→ **Required work**:
Determine the number of lines of the records below that include "HandlerUtil". Respond with the number and no other text.

→ **Input data**:
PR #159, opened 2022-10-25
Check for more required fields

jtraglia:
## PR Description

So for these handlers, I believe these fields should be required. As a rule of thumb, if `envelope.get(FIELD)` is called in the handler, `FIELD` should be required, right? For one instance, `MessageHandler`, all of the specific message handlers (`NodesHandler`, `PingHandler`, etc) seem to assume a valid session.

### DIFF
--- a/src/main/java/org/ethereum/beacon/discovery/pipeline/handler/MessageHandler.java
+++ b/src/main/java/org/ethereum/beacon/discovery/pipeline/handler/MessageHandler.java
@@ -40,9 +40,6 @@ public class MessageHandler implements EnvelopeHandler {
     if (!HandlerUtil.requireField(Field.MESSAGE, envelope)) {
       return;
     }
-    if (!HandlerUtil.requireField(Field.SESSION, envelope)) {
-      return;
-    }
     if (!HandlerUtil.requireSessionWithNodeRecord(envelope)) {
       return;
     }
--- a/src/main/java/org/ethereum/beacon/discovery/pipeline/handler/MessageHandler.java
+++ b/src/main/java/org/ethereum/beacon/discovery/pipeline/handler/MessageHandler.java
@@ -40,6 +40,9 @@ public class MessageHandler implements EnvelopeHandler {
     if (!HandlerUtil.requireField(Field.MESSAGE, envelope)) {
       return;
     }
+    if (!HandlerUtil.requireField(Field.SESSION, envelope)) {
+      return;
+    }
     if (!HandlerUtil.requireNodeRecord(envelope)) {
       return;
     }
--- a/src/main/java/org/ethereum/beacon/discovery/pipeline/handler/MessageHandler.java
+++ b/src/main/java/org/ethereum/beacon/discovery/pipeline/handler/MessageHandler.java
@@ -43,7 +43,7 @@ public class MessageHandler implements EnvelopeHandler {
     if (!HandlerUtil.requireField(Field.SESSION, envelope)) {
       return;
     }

→ **Your response**:
7